Data for analysis:

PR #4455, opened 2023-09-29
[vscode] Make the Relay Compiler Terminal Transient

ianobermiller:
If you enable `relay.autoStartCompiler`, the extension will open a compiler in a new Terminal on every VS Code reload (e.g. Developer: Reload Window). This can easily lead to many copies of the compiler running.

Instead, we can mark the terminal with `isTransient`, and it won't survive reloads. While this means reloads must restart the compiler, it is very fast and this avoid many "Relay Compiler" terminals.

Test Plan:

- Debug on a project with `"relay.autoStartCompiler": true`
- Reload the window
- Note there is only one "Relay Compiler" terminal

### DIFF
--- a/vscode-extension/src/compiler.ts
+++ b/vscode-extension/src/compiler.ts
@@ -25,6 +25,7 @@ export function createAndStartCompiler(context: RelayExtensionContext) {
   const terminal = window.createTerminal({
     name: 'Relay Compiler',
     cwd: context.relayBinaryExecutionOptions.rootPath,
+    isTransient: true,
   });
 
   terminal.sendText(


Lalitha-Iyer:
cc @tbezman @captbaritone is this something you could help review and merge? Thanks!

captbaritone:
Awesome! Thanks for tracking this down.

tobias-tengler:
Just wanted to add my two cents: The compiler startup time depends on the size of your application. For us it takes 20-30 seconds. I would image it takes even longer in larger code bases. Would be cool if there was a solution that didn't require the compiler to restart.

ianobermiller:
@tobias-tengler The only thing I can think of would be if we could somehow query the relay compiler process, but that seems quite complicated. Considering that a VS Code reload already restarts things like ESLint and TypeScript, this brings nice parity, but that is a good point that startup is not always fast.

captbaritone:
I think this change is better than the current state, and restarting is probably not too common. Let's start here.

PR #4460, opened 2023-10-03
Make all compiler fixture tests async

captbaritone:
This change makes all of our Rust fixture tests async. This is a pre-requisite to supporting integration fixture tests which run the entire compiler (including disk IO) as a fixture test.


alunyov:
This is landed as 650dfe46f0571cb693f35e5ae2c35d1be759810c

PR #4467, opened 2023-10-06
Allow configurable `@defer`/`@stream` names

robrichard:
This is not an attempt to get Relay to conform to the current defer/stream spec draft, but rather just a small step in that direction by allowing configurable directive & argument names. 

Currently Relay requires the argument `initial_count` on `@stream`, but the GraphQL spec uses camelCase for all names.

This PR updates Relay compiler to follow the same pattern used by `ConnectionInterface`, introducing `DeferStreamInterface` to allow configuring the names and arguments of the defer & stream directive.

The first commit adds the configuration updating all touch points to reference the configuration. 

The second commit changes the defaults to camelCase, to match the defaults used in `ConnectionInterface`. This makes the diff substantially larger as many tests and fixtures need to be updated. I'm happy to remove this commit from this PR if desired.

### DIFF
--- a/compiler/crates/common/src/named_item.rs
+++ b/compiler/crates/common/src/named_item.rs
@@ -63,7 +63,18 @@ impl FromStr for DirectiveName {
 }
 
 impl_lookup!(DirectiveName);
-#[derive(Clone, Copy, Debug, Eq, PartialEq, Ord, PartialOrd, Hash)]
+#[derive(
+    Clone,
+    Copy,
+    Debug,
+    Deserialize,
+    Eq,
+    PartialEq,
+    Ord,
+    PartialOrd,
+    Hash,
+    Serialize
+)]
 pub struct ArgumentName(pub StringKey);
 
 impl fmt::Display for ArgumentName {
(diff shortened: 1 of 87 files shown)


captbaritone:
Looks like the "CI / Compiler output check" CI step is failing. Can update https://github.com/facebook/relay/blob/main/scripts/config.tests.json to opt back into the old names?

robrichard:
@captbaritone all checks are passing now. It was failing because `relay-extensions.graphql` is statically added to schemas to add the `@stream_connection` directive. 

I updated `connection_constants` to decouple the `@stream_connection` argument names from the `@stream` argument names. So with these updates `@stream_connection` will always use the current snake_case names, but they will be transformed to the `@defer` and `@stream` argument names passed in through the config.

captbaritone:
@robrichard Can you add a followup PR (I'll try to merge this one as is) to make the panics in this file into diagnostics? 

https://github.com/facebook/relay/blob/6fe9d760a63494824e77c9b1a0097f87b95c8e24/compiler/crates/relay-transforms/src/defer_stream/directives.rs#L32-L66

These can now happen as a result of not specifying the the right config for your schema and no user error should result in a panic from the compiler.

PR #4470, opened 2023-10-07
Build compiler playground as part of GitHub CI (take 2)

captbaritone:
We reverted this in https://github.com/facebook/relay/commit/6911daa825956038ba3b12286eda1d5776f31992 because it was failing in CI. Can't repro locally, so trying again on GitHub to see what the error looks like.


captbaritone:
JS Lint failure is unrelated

* * *

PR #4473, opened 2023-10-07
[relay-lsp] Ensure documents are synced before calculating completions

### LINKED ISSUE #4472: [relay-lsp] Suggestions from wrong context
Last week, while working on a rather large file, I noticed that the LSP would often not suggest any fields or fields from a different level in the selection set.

To do: Where the listing above reaches the line that contains "We reverted this", start retyping, and finish with the line that contains "JS Lint failure is unrelated"; reproduce those lines exactly and no others.

Finished exercise:
We reverted this in https://github.com/facebook/relay/commit/6911daa825956038ba3b12286eda1d5776f31992 because it was failing in CI. Can't repro locally, so trying again on GitHub to see what the error looks like.


captbaritone:
JS Lint failure is unrelated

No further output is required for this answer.